Enter email address to receive notifications of new posts by email.

Categories

complex pivot query with both multiple aggregates and multiple pivots

complex pivot query with both multiple aggregate functions and multiple pivot columns

An earlier post introduced the PIVOT feature in Oracle’s 11g2 SQL, and described the motivation for pivoting. This one explores a few more complex ways to use pivot queries.

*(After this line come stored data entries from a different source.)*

PR #200, opened 2023-12-13
Add nickname for current machine(PR 2)

mariusSincovici:
* Add commands to set/remove the nickname for the current machine.
* When there is a NC notification for current machine, update meshnet info because maybe the nickname was modified by another peer


cli/cli_mesh_peers.go
```diff
@@ -624,6 +628,72 @@ func (c *cmd) renameMeshnetPeer(peer *pb.Peer, nickname string) error {
...
+		return formatError(err)
+	}
+
+	if resp == nil {
+		return errors.New(AccountInternalError)
+	}
+	switch resp := resp.Response.(type) {
+	case *pb.RenamePeerResponse_ServiceErrorCode:
+		return serviceErrorCodeToError(resp.ServiceErrorCode)
+
```
bartoszWojciechO, line 651: Why the extra newline here(and in line 656)?

cli/cli_mesh_peers.go
```diff
@@ -624,6 +628,72 @@ func (c *cmd) renameMeshnetPeer(peer *pb.Peer, nickname string) error {
...
+			return fmt.Errorf(MsgMeshnetPeerSetNicknameTheSame, nickname)
+		}
+	}
+
+	color.Green(MsgMeshnetSetNicknameSuccessful, nickname)
+	return nil
+}
+
+func (c *cmd) MeshRemoveMachineNickname(ctx *cli.Context) error {
+	resp, err := c.meshClient.RemoveMachineNickname(context.Background(), &pb.ChangeMachineNicknameRequest{
```
bartoszWojciechO, line 669: Why not call `ChangeMachineNickname` RPC directly?

cli/cli_mesh_peers.go
```diff
@@ -166,8 +166,12 @@ func selfToOutputString(peer *pb.Peer) string {
 		{Key: "OS", Value: peer.Os},
 		{Key: "Distribution", Value: peer.Distro},
 	}
+	hostname := peer.Hostname
+	if peer.Nickname != "" {
+		hostname = peer.Nickname
```
keliramu, line 171: My peer's original name is not shown? I guess it is preserved by API and it can be used to access my peer, so, it should be shown somewhere. Or is it not so?

cli/messages.go
```diff
@@ -160,6 +160,19 @@ Example: nordvpn set meshnet on`
 	MsgMeshnetAllowLocalNetworkUsage          = "Allow the peer to access local network when routing traffic through this device."
 	MsgMeshnetAllowFileshare                  = "Allow the peer to send you files."
 
+	// Meshnet set commands group
+	MsgMeshnetSetUsage = "COPY: Sets meshnet configuration option"
+
+	MsgMeshnetSetMachineNicknameUsage = "COPY: set current machine nickname"
```
keliramu, line 166: Is it marked with `COPY:` for copywriters to review?

core/mesh/peer.go
```diff
@@ -59,9 +60,19 @@ func (s Machine) ToProtobuf() *pb.Peer {
...
 	}
 }
 
+func (s *Machine) IsEqual(b Machine) bool {
+	return s.ID == b.ID &&
+		s.HardwareID == b.HardwareID &&
+		s.Hostname == b.Hostname &&
+		s.Address == b.Address &&
+		s.SupportsRouting == b.SupportsRouting &&
+		s.Nickname == b.Nickname
```
keliramu, line 73: Looks like too many conditions: `Nickname` is not needed because of `Hostname`, and why you need to check `SupportsRouting`? it's not part of ID. Or what situation you are trying to handle?

keliramu: Ok, I got it - initially I thought it is to find Machine, but below I see it is to check if there were any changes made to machine data.

meshnet/server.go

We’ll look at:

         • Multiple Pivot Columns
         • Multiple Aggregate Functions

within the same SQL statement and we’ll see a few errors which commonly arise when building more complex pivot queries like these. Finally, we’ll consider: why would one have a need to UNPIVOT?

Multiple Pivot Columns

Suppose you want to use multiple columns in the pivot argument. In this case you must list the paired column values (or triads — but they multiply quickly) you are interested in gathering, and provide for each a display name. Let’s say we are refining our original object counting query from the earlier post to inspect objects created within the past few months, and let’s also assume we are focusing in upon PL/SQL (or Java) objects and new tables and indexes.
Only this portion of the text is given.